Provided data:

◇ ◇ ◇ ◇

PR #2801, opened 2026-08-31
perf(serve): batched CPU prefill — apr prefilled at decode rate (#2787)

### LINKED ISSUE #2787: apr prefills at decode rate on CPU: no batched prefill outside src/cuda/, 6.5x slower than llama.cpp on the same box
Found by PERF-060 while calibrating `intel` and `mini` for the measurement campaign.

◇ ◇ ◇ ◇

Work instructions: Check each line of the listing above, and copy it if it contains the word "decode".

Expected answer:
perf(serve): batched CPU prefill — apr prefilled at decode rate (#2787)
### LINKED ISSUE #2787: apr prefills at decode rate on CPU: no batched prefill outside src/cuda/, 6.5x slower than llama.cpp on the same box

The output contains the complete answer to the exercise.